[Your instructions] When you write out the records, keep every line exactly as it is.
┌────────
PR #611, opened 2025-04-28
Make median model autoregressive

ylvab:


openstef/model/regressors/median.py
```diff
@@ -54,10 +54,16 @@ def predict(self, x: pd.DataFrame, **kwargs) -> np.array:
             If all lag features are NaN, the regressor will return NaN.
         """
 
-        lag_df = x.loc[:, self.feature_names]
-        median = lag_df.median(axis=1, skipna=True)
+        lags_t0 = x.loc[0, self.feature_names]
```
ylvab, line 57: What is the features are not evenly spaced and the feature steps do not correspond to a time step. Do we need to do a check between prediction resolution and lag features somewhere?

JanMaartenvanDoorn (approved):
Yes, this looks like what we discussed.

openstef/model/regressors/median.py
JanMaartenvanDoorn: Yes good idea, maybe we should do this check under "training" so that we do not pick impossible lags

openstef/model/regressors/median.py
```diff
@@ -68,6 +122,34 @@ def fit(self, x: pd.DataFrame, y: pd.DataFrame, **kwargs) -> RegressorMixin:
...
+        diffs = np.diff(lags_in_min)
+        unique_diffs = np.unique(diffs)
+        if len(unique_diffs) > 1:
+            raise ValueError(
+                "Lag features are not evenly spaced. "
+                f"Got lags with differences: {unique_diffs} min. "
+                "Please ensure that the lag features are generated correctly."
+            )
+        # Check that the lags are in the right order
+        if not all(np.diff(lags_in_min) > 0):
```
JanMaartenvanDoorn, line 147: Can we make a static method that automatically enforeces a certain order? (e.g. alphabetically)

JanMaartenvanDoorn (commented):
Looks good, robust checks. One sugestion to take care of lag order.

openstef/model/regressors/median.py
└────────
[Task output]
PR #611, opened 2025-04-28
Make median model autoregressive

ylvab:


openstef/model/regressors/median.py
```diff
@@ -54,10 +54,16 @@ def predict(self, x: pd.DataFrame, **kwargs) -> np.array:
             If all lag features are NaN, the regressor will return NaN.
         """
 
-        lag_df = x.loc[:, self.feature_names]
-        median = lag_df.median(axis=1, skipna=True)
+        lags_t0 = x.loc[0, self.feature_names]
```
ylvab, line 57: What is the features are not evenly spaced and the feature steps do not correspond to a time step. Do we need to do a check between prediction resolution and lag features somewhere?

JanMaartenvanDoorn (approved):
Yes, this looks like what we discussed.

openstef/model/regressors/median.py
JanMaartenvanDoorn: Yes good idea, maybe we should do this check under "training" so that we do not pick impossible lags

openstef/model/regressors/median.py
```diff
@@ -68,6 +122,34 @@ def fit(self, x: pd.DataFrame, y: pd.DataFrame, **kwargs) -> RegressorMixin:
...
+        diffs = np.diff(lags_in_min)
+        unique_diffs = np.unique(diffs)
+        if len(unique_diffs) > 1:
+            raise ValueError(
+                "Lag features are not evenly spaced. "
+                f"Got lags with differences: {unique_diffs} min. "
+                "Please ensure that the lag features are generated correctly."
+            )
+        # Check that the lags are in the right order
+        if not all(np.diff(lags_in_min) > 0):
```
JanMaartenvanDoorn, line 147: Can we make a static method that automatically enforeces a certain order? (e.g. alphabetically)

JanMaartenvanDoorn (commented):
Looks good, robust checks. One sugestion to take care of lag order.

openstef/model/regressors/median.py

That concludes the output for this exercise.